Overview

This trial is active, not recruiting.

Conditions atrial fibrillation, stroke
Treatments acetylsalicylic acid + clopidogrel + acenocoumarol, acetylsalicylic acid + clopidogrel
Phase phase 4
Sponsor Hospital Universitari Vall d'Hebron Research Institute
Start date June 2010
End date December 2015
Trial size 304 participants
Trial identifier NCT01141153, 2009-017256-27, MUSICA-2

Summary

Objective:

The main objective is to evaluate the pattern of dual antiplatelet therapy (aspirin, 300 mg / day + clopidogrel 75 mg / day) compared to the use of the triple regimen (Acenocoumarol as control + acetylsalicylic acid 100 mg / day + Clopidogrel 75 mg / day) in patients with atrial fibrillation, low-moderate risk of stroke (CHADS ≤ 2) who are undergoing PCI-S.

Design:

Randomized, parallel, with two arms, blind evaluation by third parties.

Patients:

304 patients undergoing PCI-S with atrial fibrillation, low-moderate risk of stroke (CHADS ≤ 2), which requires prevention of thrombosis

United States No locations recruiting
Other Countries No locations recruiting

Study Design

Allocation randomized
Endpoint classification efficacy study
Intervention model parallel assignment
Masking single blind (outcomes assessor)
Primary purpose treatment
Arm
(Experimental)
acetylsalicylic acid + clopidogrel + acenocoumarol
Acetylsalicylic Acid 100 mg daily + Clopidogrel 75 mg daily + Acenocoumarol dosage with INR monitoring Treatment : 6 weeks for bare metal stent and 12 months for drug elution stent
(Active Comparator)
acetylsalicylic acid + clopidogrel
Salicylic Acid, 300 mg daily + Clopidogrel 75 mg daily Treatment : 6 weeks for bare metal stent and 12 months for drug elution stent.

Primary Outcomes

Measure
A composite of stroke, myocardial infarction, systemic thromboembolism, stent thrombosis and death
time frame: until 12 months

Secondary Outcomes

Measure
Incidence of major and minor bleeding
time frame: until 12 months
Adverse events
time frame: until 12 months

Eligibility Criteria

Male or female participants at least 18 years old.

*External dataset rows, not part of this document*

PR #318, opened 2021-02-23
supports cronet

MichealReed:
We should be using cronet for streaming use cases, it will fail and respond much faster than OkHttp. I am not sure what we would have to do to support Apple with this, but I know it is possible. Exoplayer does make this easier on android though from what I can tell. This will also give us support for HTTP3/QUIC if the server supports, but Cronet falls back to http 1.1 fine in my tests.

### DIFF
--- a/just_audio/android/build.gradle
+++ b/just_audio/android/build.gradle
@@ -44,4 +44,6 @@ dependencies {
     implementation 'com.google.android.exoplayer:exoplayer-dash:2.13.1'
     implementation 'com.google.android.exoplayer:exoplayer-hls:2.13.1'
     implementation 'com.google.android.exoplayer:exoplayer-smoothstreaming:2.13.1'
+    implementation 'com.google.android.exoplayer:extension-cronet:2.13.1'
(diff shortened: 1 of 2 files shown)


MichealReed:
https://medium.com/the-react-native-log/using-cronet-in-your-mobile-app-7dda3a89c132

May be able to use the approach here, not familiar enough with Apple native development to make a call.

ryanheise:
This looks interesting. Would it break HTTP 0.9 streams? Would it best be implemented as an option?

MichealReed:
It should still support 0.9, 1.0, 1.1, 2.0, and 3. QUIC should be revealed as an option, but I feel cronet is safer and better to use than okhttp out of the box.

tiloc:
FWIW: Dart 2.18 is now supporting 2 platform specific implementations for http, one optimised for iOS, one optimised for Android (based on cronet). Both still considered a preview.

https://medium.com/dartlang/dart-2-18-f4b3101f146c

ryanheise:
Interesting, so we could implement that for the proxy code (which is written in dart) while also using the ExoPlayer code for the native side.

PR #354, opened 2021-03-24
Destroying all previous players during hot restart

### LINKED ISSUE #134: Dispose native audio player on development hot restart
I noticed that if you're playing a song and you do a ~cold~ hot restart (not hot reload) during development playbackState is lost. Would be nice if it worked like it does with hot reload.

ericmartineau:
Sorry, this PR has some noise - I replaced instances of `new HashMap<String, Object>()` with `emptyMap()`.

This fixes https://github.com/ryanheise/just_audio/issues/134 - at least it's one approach.

When a hot restart happens, the entire flutter runtime is swapped out with a fresh one.  The main isolate is killed, and everything gets wiped clean.  There is no eventing system that allows us to intercept the unloading process.  Any resource cleanup has to happen within the plugin.  However, all the plugins stay registered within the native OS, and they are connected back to the new flutter runtime - they don't even call the plugin registration methods inside native code.

Another complicating factor is that it's possible to have multiple simultaneous AudioPlayer instances.
Finally, I preferred for this to happen automatically, as opposed to adding another method call that developers have to know about.

I added a method to the plugin contract named `disposeAllPlayers`.  It is equivalent to `disposePlayer` except that it has no arguments.  If the native plugin has any registered players, they will each be disposed, and the plugin will reply with the `id` of each disposed player.

I opted to use a global variable on the dart side, because a hot restart will cause the variable to "lose" it's value, which seemed like a pretty reliable way to detect when a fresh initialization was occurring.  I added a call to `disposeAllPlayers` before the first player was registered, and forced any other pending `AudioPlayer` registrations to wait until `disposeAllPlayers` was complete.


ryanheise:
Thanks for the PR! Although just_audio can run multiple player instances in different isolates, so this global variable approach will not work. Maybe you could extend that logic to check all running isolates on the Dart side. You could also theoretically implement all of this on the Dart side by maintaining a Map of instances and sharing that between isolates, then you wouldn't need to change the platform interface or implement the backend several times for each platform.

Also, there have been new FlutterEngine lifecycle methods introduced and I am hoping that actually this can now be solved on the Android side natively (not sure about iOS).

 There are some new lifecycle events in the engine that might be worth investigating,

ericmartineau:
@ryanheise Ugh, you're right.  The first audio player in the second isolate will kill all the players from the first.

I'll look into the lifecycle events you mentioned, but in the meantime, what do you think about adding a global static method, something like `AudioPlayer.destroyAllPlayers()` that could be invoked by the developer explicitly during application initialization?  I hate to change the API since this is really only for development.

ericmartineau:
Two other possible solutions:

Keep the PR as is, but only run the `killAllPlayers` from the main program isolate.  This would not work if the `AudioPlayer` instances are exclusively initialized from child isolates.

or

Implement something similar to what you proposed above, but instead of maintaining a map of player instances, we maintain a global (across all isolates) initialization flag.  The key is to run the `destroyAllPlayers` one time for each hot restart of the flutter application, regardless of how many isolates are spawned.

ddfreiling:
This would be nice to land. Can be quite difficult to work iteratively with `just_audio` right now.

ryanheise:
I will close this as I have now implemented it via FlutterEngine callbacks on the `dev` branch. Unfortunately the API I needed was deprecated but hopefully before it gets deleted there will be an alternative API I can switch to.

Inclusion Criteria: - Patients of both sexes older than 18 years. - Patients with permanent atrial fibrillation, persistent or paroxysmal (at least one episode), documented electrocardiographically and receiving oral anticoagulation. Patients with acute coronary syndrome or stable angina who are undergoing PCI-S. - Patients who have previously given their informed consent to participation in the study. Exclusion Criteria: - Patients who can not be followed by the research team during the 12 months provided for monitoring. - Patients with renal failure or serum creatinine above 2 mg • dL-1, neurological deficits, active ulcer or epigastric pain. - Patients who continue regular treatment with NSAIDs or other analgesics or corticosteroids. - Patients undergoing reoperation. - Patients who during the study period, should receive, according to medical criteria, other adjuvant drug treatment than that specified in this protocol. - Pregnant women. - Use of investigational agents or not registered within 30 days of entry into the study. - Patients with a history of allergy to study drugs or excipients. - Patients with severe valve disease. - Patients with CHADS> 2. - Patients who can not use the study drug orally.

Additional Information

Official title Test of Efficacy and Safety of the Dual Antiplatelet Therapy Compared to the Combination of Oral Anticoagulant Therapy + Dual Antiplatelet Therapy in Patients With Atrial Fibrillation With Low-moderate Risk Submitted to Coronary Stent Implantation
Principal investigator Antonia Sambola, MD Ph
Trial information was received from ClinicalTrials.gov and was last updated in February 2015.
Information provided to ClinicalTrials.gov by Hospital Universitari Vall d'Hebron Research Institute.